President Muhammadu Buhari will complete his eight years in office by 2023. Following equity, the presidency should come to the South East because Obasanjo was president for eight years, now Yemi Osinbajo is also the vice president and would finish his eight-year tenure by 2023.

“So, in Southern Nigeria, it would be a total disaster if we do not produce the next president because we have been terribly marginalized since the end of the civil war. For 50 years now, we have been persecuted for having fought for freedom. When will this marginalization stop?

Anybody who loves Nigeria and who wishes Nigeria well should go for Igbo Presidency in 2023 for unity, fairness, equity, and for Nigeria to move forward. “It is only an Igbo man that will not marginalize any part of Nigeria because we constitute the semen that holds the country together.

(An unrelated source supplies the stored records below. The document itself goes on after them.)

PR #6100, opened 2026-02-06
mcp: add upstream MCP token storage

wasaga:
## Summary

Add persistent databroker storage for OAuth tokens acquired from remote MCP server authorization servers. Tokens are bound to `(user_id, route_id, upstream_server)` and support basic CRUD operations.

- New `UpstreamMCPToken` protobuf message with composite key fields, token fields, timestamps, and metadata
- `PutUpstreamMCPToken`, `GetUpstreamMCPToken`, `DeleteUpstreamMCPToken` on `handlerStorage` interface
- Input validation rejects empty key components
- Indexed `user_id` and `route_id` for future bulk queries
- Fix pre-existing panic in `fieldToValue` for repeated proto fields

## Related issues

- ENG-3556

## User Explanation

No user-facing changes. This adds internal storage infrastructure for upcoming MCP upstream token management.

## Checklist

- [x] updated unit tests
- [ ] ready for review

### DIFF
--- a/internal/mcp/storage.go
+++ b/internal/mcp/storage.go
@@ -313,8 +313,12 @@ func (storage *Storage) DeleteMCPRefreshToken(
 }
 
 // upstreamMCPTokenID builds the composite key for an UpstreamMCPToken record.
-func upstreamMCPTokenID(userID, routeID, upstreamServer string) string {
-	return databroker.CompositeRecordID(map[string]any{"user_id": userID, "route_id": routeID, "upstream_server": upstreamServer})
+// All three fields must be non-empty.
+func upstreamMCPTokenID(userID, routeID, upstreamServer string) (string, error) {
+	if userID == "" || routeID == "" || upstreamServer == "" {
+		return "", fmt.Errorf("upstream MCP token requires non-empty user_id, route_id, and upstream_server")
+	}
+	return databroker.CompositeRecordID(map[string]any{"user_id": userID, "route_id": routeID, "upstream_server": upstreamServer}), nil
 }
 
 // PutUpstreamMCPToken stores or updates an upstream MCP token record.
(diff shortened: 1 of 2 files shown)


internal/mcp/storage.go
```diff
@@ -302,6 +305,90 @@ func (storage *Storage) DeleteMCPRefreshToken(
 	return nil
 }
 
+// upstreamMCPTokenID builds the composite key for an UpstreamMCPToken record.
+func upstreamMCPTokenID(userID, routeID, upstreamServer string) string {
+	return fmt.Sprintf("%s|%s|%s", userID, routeID, upstreamServer)
```
kenjenkins: Is it possible for any of these strings parts to contain a `|` character? Should we escape the inputs somehow?

e.g. to prevent an ID collision between
- userID = "foo|bar" routeID = "baz"
- userID = "foo" routeID = "bar|baz"

(or something along those lines)

pkg/storage/index.go
```diff
@@ -106,21 +106,25 @@ func fieldToValue(fd protoreflect.FieldDescriptor, v protoreflect.Value) any {
...
 			return true
 		})
 		return res
 	}
 
-	switch fd.Kind() {
+	return kindToValue(fd.Kind(), v)
+}
+
+func kindToValue(kind protoreflect.Kind, v protoreflect.Value) any {
```
kenjenkins, line 126: Could this method be replaced with calling [Interface()](https://pkg.go.dev/google.golang.org/protobuf/reflect/protoreflect#Value.Interface) on the protoreflect.Value?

We are the only tribe that you find in every nook and cranny of Nigeria, doing business and developing wherever we are as if it was our own place. “I don’t believe that the Igbos are not united. There has never been a time when any region produced a consensus candidate. Everybody emerged through primary elections.

The last election was zoned to the north and Atiku Abubakar contested with other aspirants before he emerged PDP’s candidate, so did Buhari contest with other candidates before emerging the candidate of the All Progressives Congress, APC. There is no zone that has produced a candidate by consensus. It doesn’t matter how many people are interested. They will be subjected to party primaries and the person with highest vote will win.

“I agree with Nnamdi Kanu in everything he says about the marginalization of the Igbos. He, more than any other person, has put it on the international map. If Nigeria tells the elites from South East that they would be treated as second class citizens in Nigeria and that they can never be president, almost all of them will go with Kanu to fight for Biafra.

“Anybody who wants to be a second-class citizen can support whoever he wants. Any Igbo man who wants to bequeath secured future for himself and generation yet unborn should support this call for Igbo presidency.   In the spirit of fairness and equity, Nigeria should give the presidency to the South East in 2023, otherwise, we will join him and fight for Biafra.”